YOUR OBJECTIVE ->
Every line of the data that includes "groupIdToExclude" should be copied out.

INPUT DATA ->

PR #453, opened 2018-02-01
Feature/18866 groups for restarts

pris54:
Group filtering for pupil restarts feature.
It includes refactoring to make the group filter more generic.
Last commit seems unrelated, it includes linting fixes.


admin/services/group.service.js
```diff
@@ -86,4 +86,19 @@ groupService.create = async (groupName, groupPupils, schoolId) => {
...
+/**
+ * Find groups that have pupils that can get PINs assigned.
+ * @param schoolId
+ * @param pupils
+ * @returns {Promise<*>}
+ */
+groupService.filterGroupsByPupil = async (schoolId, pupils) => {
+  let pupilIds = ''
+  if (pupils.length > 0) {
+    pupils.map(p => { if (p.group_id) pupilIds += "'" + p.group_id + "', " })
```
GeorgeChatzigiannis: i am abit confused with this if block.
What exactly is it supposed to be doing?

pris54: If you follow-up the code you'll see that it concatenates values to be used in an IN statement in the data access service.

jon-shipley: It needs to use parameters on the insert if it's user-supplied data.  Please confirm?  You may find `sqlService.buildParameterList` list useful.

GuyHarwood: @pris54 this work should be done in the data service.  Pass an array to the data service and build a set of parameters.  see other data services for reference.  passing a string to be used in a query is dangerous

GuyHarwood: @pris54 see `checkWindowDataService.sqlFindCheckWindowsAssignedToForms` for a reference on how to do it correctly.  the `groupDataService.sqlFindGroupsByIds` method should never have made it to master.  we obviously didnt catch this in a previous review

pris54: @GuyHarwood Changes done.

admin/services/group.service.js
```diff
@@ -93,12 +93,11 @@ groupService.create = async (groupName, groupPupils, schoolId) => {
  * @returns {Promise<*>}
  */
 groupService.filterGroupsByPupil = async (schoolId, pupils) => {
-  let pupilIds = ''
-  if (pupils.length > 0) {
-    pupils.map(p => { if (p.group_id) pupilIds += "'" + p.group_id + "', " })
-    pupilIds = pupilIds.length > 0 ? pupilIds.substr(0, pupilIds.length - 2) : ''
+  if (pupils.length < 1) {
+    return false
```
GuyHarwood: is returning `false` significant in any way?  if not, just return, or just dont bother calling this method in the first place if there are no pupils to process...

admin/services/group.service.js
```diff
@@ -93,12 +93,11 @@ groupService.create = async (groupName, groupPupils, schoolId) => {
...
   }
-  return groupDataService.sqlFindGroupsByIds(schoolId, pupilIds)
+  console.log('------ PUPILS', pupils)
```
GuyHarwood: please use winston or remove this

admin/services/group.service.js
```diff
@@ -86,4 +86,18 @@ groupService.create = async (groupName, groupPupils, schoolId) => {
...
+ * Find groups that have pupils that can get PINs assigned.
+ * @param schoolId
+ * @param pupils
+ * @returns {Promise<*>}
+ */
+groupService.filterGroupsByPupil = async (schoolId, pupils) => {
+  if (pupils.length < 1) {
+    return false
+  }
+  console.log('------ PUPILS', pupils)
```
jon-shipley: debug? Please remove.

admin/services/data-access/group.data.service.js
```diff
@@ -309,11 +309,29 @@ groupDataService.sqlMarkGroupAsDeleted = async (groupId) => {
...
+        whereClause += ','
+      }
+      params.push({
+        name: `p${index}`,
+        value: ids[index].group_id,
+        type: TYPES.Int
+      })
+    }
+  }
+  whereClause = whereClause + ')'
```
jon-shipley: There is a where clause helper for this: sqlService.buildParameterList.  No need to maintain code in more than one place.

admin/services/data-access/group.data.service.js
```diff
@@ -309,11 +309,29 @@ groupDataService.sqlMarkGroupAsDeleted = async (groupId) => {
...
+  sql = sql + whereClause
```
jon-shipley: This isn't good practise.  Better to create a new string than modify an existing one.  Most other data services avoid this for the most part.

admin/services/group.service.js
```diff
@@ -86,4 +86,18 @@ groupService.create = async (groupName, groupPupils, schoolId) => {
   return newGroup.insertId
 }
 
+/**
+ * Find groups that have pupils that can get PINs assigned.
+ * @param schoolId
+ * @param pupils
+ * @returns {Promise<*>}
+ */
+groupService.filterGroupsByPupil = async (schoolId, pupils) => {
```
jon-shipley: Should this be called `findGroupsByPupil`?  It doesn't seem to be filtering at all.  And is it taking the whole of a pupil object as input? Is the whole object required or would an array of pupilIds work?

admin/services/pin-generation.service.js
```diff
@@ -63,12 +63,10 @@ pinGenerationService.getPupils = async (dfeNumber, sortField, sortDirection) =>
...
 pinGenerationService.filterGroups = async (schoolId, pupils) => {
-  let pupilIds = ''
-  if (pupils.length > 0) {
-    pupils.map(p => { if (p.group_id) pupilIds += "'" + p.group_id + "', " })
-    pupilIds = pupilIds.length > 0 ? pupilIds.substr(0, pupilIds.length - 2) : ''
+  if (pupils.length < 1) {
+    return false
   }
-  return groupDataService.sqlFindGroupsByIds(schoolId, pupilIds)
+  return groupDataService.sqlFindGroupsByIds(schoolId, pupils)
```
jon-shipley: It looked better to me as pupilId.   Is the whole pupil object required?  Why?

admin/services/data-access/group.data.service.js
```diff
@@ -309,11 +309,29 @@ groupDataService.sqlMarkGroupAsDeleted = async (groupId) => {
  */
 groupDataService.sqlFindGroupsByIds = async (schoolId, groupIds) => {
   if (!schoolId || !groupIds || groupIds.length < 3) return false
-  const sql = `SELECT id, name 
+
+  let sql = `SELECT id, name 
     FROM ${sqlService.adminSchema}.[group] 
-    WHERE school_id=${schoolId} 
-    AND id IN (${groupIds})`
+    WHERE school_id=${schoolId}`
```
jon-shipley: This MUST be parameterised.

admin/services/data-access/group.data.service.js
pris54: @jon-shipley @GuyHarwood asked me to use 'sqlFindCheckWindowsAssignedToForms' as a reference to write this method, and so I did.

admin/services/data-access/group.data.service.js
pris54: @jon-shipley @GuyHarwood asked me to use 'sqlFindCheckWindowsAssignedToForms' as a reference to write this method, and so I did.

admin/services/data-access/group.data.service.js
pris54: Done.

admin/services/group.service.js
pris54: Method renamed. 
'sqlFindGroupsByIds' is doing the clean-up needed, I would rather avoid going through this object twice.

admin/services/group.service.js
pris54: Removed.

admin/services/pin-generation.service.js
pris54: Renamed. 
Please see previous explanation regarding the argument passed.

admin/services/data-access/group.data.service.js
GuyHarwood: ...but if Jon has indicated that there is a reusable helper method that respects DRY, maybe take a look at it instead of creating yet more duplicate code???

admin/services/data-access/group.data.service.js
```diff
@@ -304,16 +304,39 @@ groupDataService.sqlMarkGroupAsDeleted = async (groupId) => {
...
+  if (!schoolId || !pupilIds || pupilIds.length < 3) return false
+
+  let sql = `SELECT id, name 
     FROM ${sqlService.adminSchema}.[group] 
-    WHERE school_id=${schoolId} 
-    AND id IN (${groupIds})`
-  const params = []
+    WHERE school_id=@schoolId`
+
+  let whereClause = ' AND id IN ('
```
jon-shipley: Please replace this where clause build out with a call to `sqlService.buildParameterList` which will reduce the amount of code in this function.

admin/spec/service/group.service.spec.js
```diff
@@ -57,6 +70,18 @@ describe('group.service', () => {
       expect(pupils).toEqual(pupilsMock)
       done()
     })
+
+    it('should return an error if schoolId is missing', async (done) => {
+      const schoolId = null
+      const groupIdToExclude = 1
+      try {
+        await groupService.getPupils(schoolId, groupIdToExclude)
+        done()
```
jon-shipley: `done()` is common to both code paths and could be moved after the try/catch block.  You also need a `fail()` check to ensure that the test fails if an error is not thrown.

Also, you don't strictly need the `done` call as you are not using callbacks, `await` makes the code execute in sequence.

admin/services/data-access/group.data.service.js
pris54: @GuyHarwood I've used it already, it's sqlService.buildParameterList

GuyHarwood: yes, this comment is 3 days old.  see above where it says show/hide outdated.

RESULT FOR THIS TASK ->
+      const groupIdToExclude = 1
+        await groupService.getPupils(schoolId, groupIdToExclude)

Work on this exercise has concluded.